» **WORK TO COMPLETE**
Using the records below, transcribe word for word the stretch from the line that contains "- add -- no-router" through the line that contains "If we go with", both end lines included, and nothing else.

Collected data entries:
PR #2538, opened 2024-11-14
add quickstart support for ha

dovholuknf:
- add oidc to controller apis
- add ha flag support to router config gen
- add warn when creating a CA with a trust-domain with path information specified
- if a spiffe-id is supplied to server/client, use whatever is supplied
- if a trust-domain is provided to ca with a path, remove the path information and warn the user
- add hidden ha commands/flags
- add -- non-voting for ha
- add -- no-router flag to start just a controller if that's desirable


plorenz (approved):
Could use a github workflow to call the ha quickstart test, but otherwise, looks good to me :+1:

PR #2539, opened 2024-11-14
fixes #2505 adds central configuration with events

### LINKED ISSUE #2505: Centralized Configuration

andrewpmartinez:
Requires: https://github.com/openziti/edge-api/pull/137


plorenz:
My initial reaction is that having config settings by defined in a typed/static way is good for discoverability, but makes adding new values very complicated. I'm wondering if we want to either go with a loosely typed JSON-ey map type structure or at least restrict the structured config type to the presentation layer. 

If we go with the map structure all the way through, we lose discoverability and will rely more on doc. We'd probably also want code which checked that incoming config values names were in a hard-coded list. But adding new values would not required updating the REST/Model/Command/DB layers.

If we went with structured at the presentation layer, we wouldn't lose any discoverability and would only need to update that layer and would avoid needing to make updates to the model/command/db layers.

Thoughts?

PR #2545, opened 2024-11-15
Check peer certs

plorenz:


michaelquigley (approved):

andrewpmartinez:
There are two sides to certificate verification: server and client. Ensuring both sides properly verify and reject connections needs to be done. Statically analyzing the code (which is error prone) it appears that the tls.Config's used during dials are going to verify the server properly via go's built-in TLS logic. The server side verifies after the TSL connection during bind handling.

Since this area of code does not require flexible verification of client certificates, if possible, we should rely on Go's internal TLS implementation. This can be done by ensuring the tls.Config returned by calling `id.ServerTLSConfig()` has the field `ClientAuth` changed to `tls.RequireAndVerifyClientCert`. As long as the tls.Config is appropriately setup with the root CA and the client is providing a client certificate chain of intermediates, this will allow go's TLS package to handle verifying certs for us.

plorenz:
Discussed with @andrewpmartinez and given the complexity that ALPN adds, adding a post check seems reasonable.

PR #3566, opened 2026-02-11
Link dialer save 'is first conn' true, so all dials claim to be first, causing potential race condition. Fixes #3565

### LINKED ISSUE #3565: Link dialer save 'is first conn' true, so all dials claim to be first, causing potential race condition
Link dialer save 'is first conn' true, so all dials claim to be first, causing potential race condition

plorenz:


router/xgress_edge_tunnel/hosted.go
```diff
@@ -564,22 +567,48 @@ func (self *HostedServiceRegistry) HandleCreateTerminatorResponse(msg *channel.M
...
+				reestablishList = append(reestablishList, terminator)
+			}
+		})
+
+		if len(reestablishList) == 0 {
+			return
+		}
+
+		// wait for verify terminator events to come in
+		time.Sleep(10 * time.Second)
```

» **TASK RESPONSE**
- add -- no-router flag to start just a controller if that's desirable


plorenz (approved):
Could use a github workflow to call the ha quickstart test, but otherwise, looks good to me :+1:

PR #2539, opened 2024-11-14
fixes #2505 adds central configuration with events

### LINKED ISSUE #2505: Centralized Configuration

andrewpmartinez:
Requires: https://github.com/openziti/edge-api/pull/137


plorenz:
My initial reaction is that having config settings by defined in a typed/static way is good for discoverability, but makes adding new values very complicated. I'm wondering if we want to either go with a loosely typed JSON-ey map type structure or at least restrict the structured config type to the presentation layer. 

If we go with the map structure all the way through, we lose discoverability and will rely more on doc. We'd probably also want code which checked that incoming config values names were in a hard-coded list. But adding new values would not required updating the REST/Model/Command/DB layers.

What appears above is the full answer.